Similarly, we may compare a digit string of length n to "common" strings of that length. For example, if we see the first nine digits of pi"s decimal extension, we compare the randomness probability of 10^-9 with the fact that that sequence is associated with a set of human-discovered algorithms. We can guess that the number of practical algorithms for producing nine-digit sequences is low by comparison with 10⁹. (By practical, we mean an algorithm that is used often in math, science or engineering.)

Now when it comes to an organism at stage 0 of evolution, we may find an amazingly low probability of random occurrence. But we should not ask WHY SHOULD such an event have occurred but rather WHY NOT? If a grammatical (functioning) logic gate string is one of a set of equiprobable strings, then, absent further information, there is no reason to deny that the string occurred randomly. On the other hand, if we ask, "what is the chance that such an event WILL happen," the probability tells us not to hold our breath waiting.

Now modeling a stage 0 organism as a machine represented with a blueprint of logic gates, we may ask, when is a machine designed rather than a consequence of random forces? A machine is determined to have been designed if a human-devised algorithm for its construction can be found and if experience shows that the system rarely if ever is seen naturally. Suppose we camouflage the machine such that immediate sensory clues are of little importance. So we examine the machine's operation and draw up a description, using appropriate symbolism, to see whether the description matches some subset of known human-derived algorithms or blueprints. If so, we infer design based on the higher frequency of designed machines to randomly generated machines.

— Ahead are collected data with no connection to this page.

PR #233, opened 2020-01-09
Drop workaround for Fast-RTPS typesupport issue 

hidmic:
Precisely what the title says. To be tested and merged along with https://github.com/ros2/rmw_fastrtps/pull/342.

### DIFF
--- a/src/dynamic_bridge.cpp
+++ b/src/dynamic_bridge.cpp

So then, in order to infer design of a stage 0 organism, we would need to have available at least one human-discovered formula. But if we had that, it would radically alter the entire debate.

So how would a higher power design a stage 0 organism? No answer is given since, perhaps on the assumption that the human mind could not fathom such a design. That may be true. However, one cannot show a strong probability of design without a reference base, and there are no divine blueprints that can be examined for comparison.

It should be noted that if it were argued that lifeforms had emerged spontaneously on several occasions at a rate higher than what would be expected randomly, then we would have a basis for believing that a non-random force was at work within some confidence interval. However, one emergence gives little basis for drawing conclusions.

That said, one may agree that the apparent startlingly low probability associated with life's origin may well stir much inner reflection.